Supplied data:
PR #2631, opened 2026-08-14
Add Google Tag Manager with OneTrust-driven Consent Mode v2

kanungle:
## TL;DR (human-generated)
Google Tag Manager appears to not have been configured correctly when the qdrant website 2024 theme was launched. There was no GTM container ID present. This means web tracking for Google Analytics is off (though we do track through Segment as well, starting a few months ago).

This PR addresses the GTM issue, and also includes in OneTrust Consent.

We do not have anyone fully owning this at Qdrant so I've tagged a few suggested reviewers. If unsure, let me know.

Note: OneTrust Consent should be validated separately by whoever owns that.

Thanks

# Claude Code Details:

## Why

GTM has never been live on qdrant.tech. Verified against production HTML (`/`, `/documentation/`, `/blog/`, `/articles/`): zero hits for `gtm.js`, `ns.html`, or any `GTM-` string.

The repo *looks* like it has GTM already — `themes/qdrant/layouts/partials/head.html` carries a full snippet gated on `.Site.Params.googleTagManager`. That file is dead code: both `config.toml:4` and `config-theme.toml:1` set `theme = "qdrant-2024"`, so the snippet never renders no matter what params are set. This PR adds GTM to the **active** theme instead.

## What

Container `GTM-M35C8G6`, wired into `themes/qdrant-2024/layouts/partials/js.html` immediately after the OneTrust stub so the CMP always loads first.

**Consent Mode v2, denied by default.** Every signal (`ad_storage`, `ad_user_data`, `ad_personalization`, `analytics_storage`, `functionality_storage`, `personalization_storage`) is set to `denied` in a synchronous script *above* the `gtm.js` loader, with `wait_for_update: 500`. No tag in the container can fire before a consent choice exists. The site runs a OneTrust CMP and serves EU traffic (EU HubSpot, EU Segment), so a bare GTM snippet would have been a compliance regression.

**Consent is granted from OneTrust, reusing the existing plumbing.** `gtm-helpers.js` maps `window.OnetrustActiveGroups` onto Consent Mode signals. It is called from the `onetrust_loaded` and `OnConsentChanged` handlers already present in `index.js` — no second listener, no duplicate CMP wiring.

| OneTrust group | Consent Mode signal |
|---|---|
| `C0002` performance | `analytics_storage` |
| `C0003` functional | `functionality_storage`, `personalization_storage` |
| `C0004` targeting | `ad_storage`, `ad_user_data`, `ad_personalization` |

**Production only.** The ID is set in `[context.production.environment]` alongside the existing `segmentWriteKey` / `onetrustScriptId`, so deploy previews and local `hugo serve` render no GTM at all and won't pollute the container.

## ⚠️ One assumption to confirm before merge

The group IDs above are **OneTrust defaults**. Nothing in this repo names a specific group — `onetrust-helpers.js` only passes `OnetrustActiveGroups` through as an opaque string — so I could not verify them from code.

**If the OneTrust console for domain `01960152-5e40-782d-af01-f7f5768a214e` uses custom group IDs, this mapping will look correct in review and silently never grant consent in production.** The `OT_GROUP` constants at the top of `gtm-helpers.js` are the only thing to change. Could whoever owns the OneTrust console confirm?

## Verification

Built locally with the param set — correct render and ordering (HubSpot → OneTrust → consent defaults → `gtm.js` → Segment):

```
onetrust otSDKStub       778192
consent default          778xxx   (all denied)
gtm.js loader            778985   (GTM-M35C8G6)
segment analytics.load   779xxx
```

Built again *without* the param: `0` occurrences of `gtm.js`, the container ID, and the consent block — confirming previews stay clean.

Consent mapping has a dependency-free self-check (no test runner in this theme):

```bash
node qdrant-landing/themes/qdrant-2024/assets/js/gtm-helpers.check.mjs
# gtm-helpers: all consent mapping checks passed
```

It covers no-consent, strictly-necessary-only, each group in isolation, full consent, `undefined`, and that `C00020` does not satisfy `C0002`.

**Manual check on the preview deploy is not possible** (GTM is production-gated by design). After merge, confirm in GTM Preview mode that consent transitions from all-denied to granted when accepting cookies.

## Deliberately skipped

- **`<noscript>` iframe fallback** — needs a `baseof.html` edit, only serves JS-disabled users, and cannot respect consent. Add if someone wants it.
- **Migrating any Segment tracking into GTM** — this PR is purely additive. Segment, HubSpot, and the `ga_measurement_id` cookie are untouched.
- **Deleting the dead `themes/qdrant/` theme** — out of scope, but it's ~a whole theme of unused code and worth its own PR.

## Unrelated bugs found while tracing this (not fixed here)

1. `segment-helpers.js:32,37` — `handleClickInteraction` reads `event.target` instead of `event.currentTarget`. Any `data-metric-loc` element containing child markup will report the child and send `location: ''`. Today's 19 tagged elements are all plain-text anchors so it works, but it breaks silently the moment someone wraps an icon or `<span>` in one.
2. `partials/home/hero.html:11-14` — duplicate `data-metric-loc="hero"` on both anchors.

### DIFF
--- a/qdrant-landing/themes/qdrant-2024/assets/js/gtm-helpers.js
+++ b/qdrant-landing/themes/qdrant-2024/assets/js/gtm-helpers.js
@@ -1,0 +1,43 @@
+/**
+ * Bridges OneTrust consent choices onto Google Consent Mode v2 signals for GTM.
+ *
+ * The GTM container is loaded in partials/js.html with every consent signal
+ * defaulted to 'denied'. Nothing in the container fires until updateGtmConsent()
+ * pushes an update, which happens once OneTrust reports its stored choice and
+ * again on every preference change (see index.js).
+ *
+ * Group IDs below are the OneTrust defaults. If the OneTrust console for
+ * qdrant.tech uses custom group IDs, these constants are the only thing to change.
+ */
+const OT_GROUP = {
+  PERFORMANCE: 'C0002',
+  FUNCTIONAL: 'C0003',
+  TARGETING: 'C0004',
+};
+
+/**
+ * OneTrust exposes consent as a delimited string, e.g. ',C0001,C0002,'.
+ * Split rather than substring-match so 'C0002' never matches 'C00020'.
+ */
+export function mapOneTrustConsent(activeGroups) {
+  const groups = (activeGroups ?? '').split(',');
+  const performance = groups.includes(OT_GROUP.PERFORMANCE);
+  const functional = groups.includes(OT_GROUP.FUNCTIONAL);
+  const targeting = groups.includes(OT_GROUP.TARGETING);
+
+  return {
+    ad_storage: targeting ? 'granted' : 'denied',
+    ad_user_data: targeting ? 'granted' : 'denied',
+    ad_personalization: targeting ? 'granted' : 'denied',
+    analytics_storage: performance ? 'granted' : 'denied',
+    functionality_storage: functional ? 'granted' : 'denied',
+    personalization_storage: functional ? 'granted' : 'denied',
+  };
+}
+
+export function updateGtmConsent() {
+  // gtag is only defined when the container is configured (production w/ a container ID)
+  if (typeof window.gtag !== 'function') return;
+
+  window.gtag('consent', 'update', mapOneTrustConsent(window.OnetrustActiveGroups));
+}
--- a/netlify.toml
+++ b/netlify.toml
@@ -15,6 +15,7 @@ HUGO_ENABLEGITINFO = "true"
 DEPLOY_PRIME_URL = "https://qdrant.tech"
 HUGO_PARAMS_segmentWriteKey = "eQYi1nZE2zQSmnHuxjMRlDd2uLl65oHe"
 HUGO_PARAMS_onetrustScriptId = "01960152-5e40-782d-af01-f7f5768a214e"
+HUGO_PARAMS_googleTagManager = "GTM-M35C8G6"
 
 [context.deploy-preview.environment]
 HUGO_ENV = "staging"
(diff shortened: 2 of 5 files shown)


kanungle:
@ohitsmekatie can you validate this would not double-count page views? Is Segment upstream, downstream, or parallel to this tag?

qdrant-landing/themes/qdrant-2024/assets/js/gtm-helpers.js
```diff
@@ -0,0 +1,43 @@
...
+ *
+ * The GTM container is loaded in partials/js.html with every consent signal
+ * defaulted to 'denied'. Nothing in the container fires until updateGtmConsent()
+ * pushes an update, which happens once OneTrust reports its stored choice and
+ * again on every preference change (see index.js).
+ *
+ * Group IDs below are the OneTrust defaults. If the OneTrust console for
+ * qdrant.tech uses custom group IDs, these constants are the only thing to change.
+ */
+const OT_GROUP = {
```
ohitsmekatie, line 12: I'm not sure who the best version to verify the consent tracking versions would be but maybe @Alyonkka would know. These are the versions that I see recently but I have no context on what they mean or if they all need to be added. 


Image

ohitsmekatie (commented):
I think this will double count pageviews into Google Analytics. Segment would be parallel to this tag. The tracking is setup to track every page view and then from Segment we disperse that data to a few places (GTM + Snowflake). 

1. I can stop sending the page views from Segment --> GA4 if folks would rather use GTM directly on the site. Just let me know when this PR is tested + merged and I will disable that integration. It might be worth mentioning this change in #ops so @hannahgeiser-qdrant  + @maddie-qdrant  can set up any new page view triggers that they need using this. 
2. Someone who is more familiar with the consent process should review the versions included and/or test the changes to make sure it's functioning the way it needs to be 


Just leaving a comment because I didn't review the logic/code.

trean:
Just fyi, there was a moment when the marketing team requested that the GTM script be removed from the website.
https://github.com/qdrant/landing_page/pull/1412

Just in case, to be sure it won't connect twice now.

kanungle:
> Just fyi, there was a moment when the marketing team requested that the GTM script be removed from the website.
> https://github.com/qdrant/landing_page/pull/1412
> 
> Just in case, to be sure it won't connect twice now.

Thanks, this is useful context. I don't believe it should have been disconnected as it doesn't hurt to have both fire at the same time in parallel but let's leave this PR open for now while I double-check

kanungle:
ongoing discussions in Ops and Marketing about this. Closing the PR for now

Required action: Go through the records above and return each line in which the word "html" occurs.

Response to this exercise:
GTM has never been live on qdrant.tech. Verified against production HTML (`/`, `/documentation/`, `/blog/`, `/articles/`): zero hits for `gtm.js`, `ns.html`, or any `GTM-` string.
The repo *looks* like it has GTM already — `themes/qdrant/layouts/partials/head.html` carries a full snippet gated on `.Site.Params.googleTagManager`. That file is dead code: both `config.toml:4` and `config-theme.toml:1` set `theme = "qdrant-2024"`, so the snippet never renders no matter what params are set. This PR adds GTM to the **active** theme instead.
Container `GTM-M35C8G6`, wired into `themes/qdrant-2024/layouts/partials/js.html` immediately after the OneTrust stub so the CMP always loads first.
- **`<noscript>` iframe fallback** — needs a `baseof.html` edit, only serves JS-disabled users, and cannot respect consent. Add if someone wants it.
2. `partials/home/hero.html:11-14` — duplicate `data-metric-loc="hero"` on both anchors.
+ * The GTM container is loaded in partials/js.html with every consent signal
+ * The GTM container is loaded in partials/js.html with every consent signal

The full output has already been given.